The Cost of Capital, Corporation Finance and the Theory of Investment

Merton H. Miller
- 01 Jan 1958 - 
- Vol. 48, Iss: 3, pp 261-297
TLDR
In this article, the effect of financial structure on market valuations has been investigated and a theory of investment of the firm under conditions of uncertainty has been developed for the cost-of-capital problem.
Abstract
The potential advantages of the market-value approach have long been appreciated; yet analytical results have been meager. What appears to be keeping this line of development from achieving its promise is largely the lack of an adequate theory of the effect of financial structure on market valuations, and of how these effects can be inferred from objective market data. It is with the development of such a theory and of its implications for the cost-of-capital problem that we shall be concerned in this paper. Our procedure will be to develop in Section I the basic theory itself and to give some brief account of its empirical relevance. In Section II we show how the theory can be used to answer the cost-of-capital questions and how it permits us to develop a theory of investment of the firm under conditions of uncertainty. Throughout these sections the approach is essentially a partial-equilibrium one focusing on the firm and "industry". Accordingly, the "prices" of certain income streams will be treated as constant and given from outside the model, just as in the standard Marshallian analysis of the firm and industry the prices of all inputs and of all other products are taken as given.
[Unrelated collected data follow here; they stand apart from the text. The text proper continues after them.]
PR #149, opened 2021-01-14
Move donut table

Sarahb-da:


ui/src/components/Issuer/IssuedToken.scss
```diff
@@ -1,83 +1,104 @@
...
+@mixin issued-token {
+    .issued-token {
+        @include donut-chart;
+
+        .position-holdings-data {
+            display: flex;
+            flex-direction: row;
+
+            .ui.table.issuer-cap-table {
+                border: 0px !important;
```
alexmatson-da, line 12: `!important` makes me sad :'( 

Eventually I'd like to try to override the built-in semantic UI styles by applying higher specificity ([this](https://uxengineer.com/css-specificity-avoid-important-css/) is a neat article about it) through classes/ids/attributes/nesting rather than important 

That'll probably be a chunk of work though, so the `important` can stay for now

ui/src/components/Issuer/IssuedToken.scss
```diff
@@ -1,83 +1,104 @@
...
+            display: flex;
+            flex-direction: row;
+            justify-content: space-between;
+            align-items: center;
+
+            .token-details {
+                display: flex;
+                flex-direction: row;
+                p {
+                    margin-left: var(--spacing-m);
```
alexmatson-da, line 48: These (and a few others) should be `$spacing-m`

ui/src/components/Issuer/IssuedToken.tsx
```diff
@@ -150,4 +152,17 @@ const IssuedToken: React.FC<Props> = ({ sideNav, onLogout }) => {
...
+
+const AllocationsChart = (props: { nettedTokenDeposits: DepositInfo[] }) => {
+    return (
+        <div className='allocations'>
+            <DonutChart data={formatNetTokenDeposits(props.nettedTokenDeposits)}/>
+        </div>
+    )
+
+    function formatNetTokenDeposits(tokens: DepositInfo[]): IDonutChartData[] {
+        return tokens.map(t => {return {title: `${t.investor}/${t.provider}`, value: t.quantity, color: getDonutChartColor(tokens.indexOf(t))}})
```
alexmatson-da, line 164: suggestion: adding some new lines in here will help make this more readable, e.g. 

```suggestion
        return tokens.map(t => {
            return {
                title: `${t.investor}/${t.provider}`, 
                value: t.quantity, 
                color: getDonutChartColor(tokens.indexOf(t))
            }
        })
```

alexmatson-da (approved):
Looks good! Approved, with some musings

PR #153, opened 2021-01-16
Filter order book for current market pair orders

alexmatson-da:
This also adds [Lodash](https://lodash.com/), a very useful JS library! 

I wanted it for its `_.isEqual()` function which performs a deep equality check between two complex objects. The built-in equality operator only compares surface values, so `[1, 2, 3] === [1,2,3]` returns false, because JS sees the two arrays as two differently instantiated objects. 

On the other hand, `_.isEqual([1, 2, 3], [1, 2, 3])` returns true!


Sarahb-da (approved):
nice!

PR #155, opened 2021-01-18
Sass rework

alexmatson-da:
Most of the diff is css that is unchanged from how it was before, but reworked into mixins


ui/src/components/App.scss
```diff
@@ -1,17 +1,63 @@
...
-    width: 100vw;
+@mixin app {
+    .app {
+        height: 100vh;
+        width: 100vw;
+
+        /* common css */
+        @include card-table;
+        @include donut-chart;
+        @include form-error-handled;
```
alexmatson-da, line 36: After some consideration, I had settled on importing and `@include`ing all the common styles centrally at the top app level, since they get applied downwards

ui/src/index.scss
```diff
@@ -3,11 +3,16 @@
 
 @import url('https://fonts.googleapis.com/css2?family=Open+Sans:wght@300;400&display=swap');
 
+@import 'overrides/overrides.scss';
 @import 'colors.scss';
 @import 'icons/Icons.scss';
 
+@import 'components/App.scss';
+
+@include overrides;
```
alexmatson-da, line 12: I stuck most (though not all) of the styles that were simply changing default semantic UI classes into `overrides`

ui/src/components/App.scss
Sarahb-da: i like this approach

Sarahb-da (approved):
this is very exciting

PR #156, opened 2021-01-19
remove allocations chart + human readable names

Sarahb-da:


ui/src/components/common/utils.ts
```diff
@@ -119,3 +119,14 @@ export function useDismissableElement<T extends HTMLElement, C extends HTMLEleme
...
+
+export type IPartyInfo = {
+    party: string;
+    label: string;
+}
+
+export function getPartyLabel(partyId: string, parties: IPartyInfo[]) {
+    const partyInfo = parties.find(p => p.party === partyId)
+    console.log(partyInfo?.label)
+    return { label: partyInfo?.party || partyId , party: partyInfo?.label.substring(partyInfo.label.lastIndexOf('|')+1) || partyId}
```
alexmatson-da, line 131: I'm a bit confused by this... what's an example of what a `IPartyInfo.label` looks like? Is it just the party name or that string that looks like `"name (party) | Broker"`? 

Also, why is the `partyInfo.party` assigned to the `label` field in the return here?

alexgraham-da (approved):
looks good to me 👍

ui/src/components/common/utils.ts
Sarahb-da: forgot to remove log, and switched the label-party. Copy paste error

alexmatson-da (approved):

ui/src/components/common/utils.ts
Sarahb-da: the label contains some extra information i.e. `| Broker` - if its there, I remove it here. We can remove it all together as well but the extra info is used in some places i believe

PR #169, opened 2021-01-22
Single websocket for queries

alexmatson-da:


ui/src/components/Exchange/ExchangeParticipants.tsx
```diff
@@ -1,33 +1,28 @@
...
-import PageSection from '../common/PageSection'
-import Page from '../common/Page'
+import { useContractQuery } from '../../websocket/queryStream'
 
 import { depositSummary } from '../common/utils'
 import StripedTable from '../common/StripedTable'
+import PageSection from '../common/PageSection'
+import Page from '../common/Page'
+
+// import InviteParticipant from './InviteParticipant'
```
Sarahb-da, line 15: comment?

ui/src/components/Investor/Investor.tsx
```diff
@@ -195,9 +187,11 @@ const Investor: React.FC<Props> = ({ onLogout }) => {
...
     </Switch>
 
-    return registeredInvestor.loading
-         ? loadingScreen
-         : registeredInvestor.contracts.length === 0 ? inviteScreen : investorScreen
+    return registeredInvestor.length === 0 ? inviteScreen : investorScreen
+
+    // return registeredInvestor.loading
+    //      ? loadingScreen
+    //      : registeredInvestor.length === 0 ? inviteScreen : investorScreen
```
Sarahb-da, line 194: comment

ui/src/websocket/queryStream.ts
```diff
@@ -0,0 +1,177 @@
...
+        ...queryStream,
+        streamErrors,
+      }))
+    }
+  }, [streamErrors, queryStream.streamErrors]);
+
+  return React.createElement(QueryStreamContext.Provider, { value: queryStream }, children);
+}
+
+// export function useContractQuery
```
Sarahb-da, line 133: commeng

Sarahb-da (approved):
looks good

ui/src/components/Exchange/ExchangeParticipants.tsx
alexmatson-da: oops, ty!

ui/src/websocket/queryStream.ts
```diff
@@ -0,0 +1,177 @@
...
+export function useContractQuery<T extends object, K = unknown, I extends string = string>(template: Template<T,K,I>, asPublic?: boolean) {
```
alexgraham-da, line 134: Would it be possible to have a second function called `useContractQueryAsPublic` that just calls this one passing `true` into `asPublic` or would that cause problems with `useEffect`?

alexgraham-da (approved):
This is really great! Just one comment/question above.

Did this end up helping/solving the dropping websockets issue Eric was having?

ui/src/websocket/queryStream.ts
alexmatson-da: yep, I think that will work, but I'm not sure I see the benefit to having separate functions if the underlying implementation manages both of the public/private views anyway

alexmatson-da:
> Did this end up helping/solving the dropping websockets issue Eric was having?

It's difficult to know for sure because of how tricky it's been to repro the problem, so only time will truly tell. I have some hopes because the reconnect logic is clearer and more pronounced. Strategically, if it doesn't pan out, I still see this work as beneficial because I'm planning to try to reuse some of it when opening websockets to exberry!

ui/src/websocket/queryStream.ts
alexgraham-da: yeah - the idea was to match `useStreamQueryAsPublic` and not have to worry about importing/passing a const around, but it's really personal preference as to which which you find cleaner, so I'm fine with either.

alexgraham-da:
> > Did this end up helping/solving the dropping websockets issue Eric was having?
> 
> It's difficult to know for sure because of how tricky it's been to repro the problem, so only time will truly tell. I have some hopes because the reconnect logic is clearer and more pronounced. Strategically, if it doesn't pan out, I still see this work as beneficial because I'm planning to try to reuse some of it when opening websockets to exberry!

nice, sounds good!

PR #177, opened 2021-01-27
Public/Private toggle for creating asset, fix pie chart, fix background color, fix top-nav border to login button

Sarahb-da:


ui/src/components/Issuer/IssuedToken.tsx
```diff
@@ -138,7 +138,7 @@ const IssuedToken: React.FC<Props> = ({ sideNav, onLogout, providers, investors
                         <StripedTable
                             headings={StripedTableHeaders}
                             rows={StripedTableRows}/>
-                        {/* <AllocationsChart nettedTokenDeposits={nettedTokenDeposits}/> */}
+                        <AllocationsChart nettedTokenDeposits={nettedTokenDeposits}/>
```
alexmatson-da, line 141: yay! also could you remove the `// eslint-disable-next-line` comment down on line 189? I put it there to avoid build warnings about the component name being unused, so it should be no longer needed

alexmatson-da (approved):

We have chosen to focus at this level rather than on the economy as a whole because it is at firm and the industry that the interests of the various specialists concerned with the cost-of-capital problem come most closely together. Although the emphasis has thus been placed on partial-equilibrium analysis, the results obtained also provide the essential building block for a general equilibrium model which shows how those prices which are here taken as given, are themselves determined. For reasons of space, however, and because the material is of interest in its own right, the presentation of the general equilibrium model which rounds out the analysis must be deferred to a subsequent paper.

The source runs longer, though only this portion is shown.